The paddocks are “native rubbish — a mix of local grasses, onionweed, phalaris and capeweed and bent grass”. Boyd said the chooks “get out there and tear it to pieces”.
They’re rarely in the houses during the day except to lay eggs in the morning, but take themselves in at night.
The chook paddock is surrounded by 4.5km of heavy gauge chook wire, 18km of electrified wire, plus six maremma dogs are on patrol and there’s a row of rocks along the bottom of the fence.
The next project is to add misting and sprinkler systems in the hen houses.
Initially the business sold mostly to hospitality, but restaurant closures during COVID-19 meant a shift to retail such as a butcher shops, greengrocers and independent supermarkets across western Victoria and Melbourne.

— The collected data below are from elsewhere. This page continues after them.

PR #231, opened 2018-12-14
Make Selectr look like other select inputs

aslafy-z:

- Hide Selectr until it's loaded
- Style Selectr
- Disable search feature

The delivery logistics are a walk in the park for Boyd, who uses a third-party provider for the long trips and delivers locally to Ballarat and into Melbourne.
But there’s no more sleeping in a truck on 40℃ nights or driving back and forward in hot, dusty places.
Boyd said the egg industry had a positive future, providing you do the right thing.
“You’ve got to have quality to match your price,” he said.
“You can’t put average product into the marketplace and expect top price. There are many small egg farms that have fallen over because their product was substandard.”
He said the keys to his success were having plenty of space, working the chooks in lots, keeping them safe and providing quality food and clean water, with chook pellets bought by the truckload.
His operation is all off-grid, with solar panels on the maintenance shed and the hen houses manufactured on site.
He uses his website to promote the ethical and sustainable nature of the business.
“We’ve got nothing to hide from any protesters. It doesn’t get any better than this; they’ve got nothing to go crook about,” Boyd said.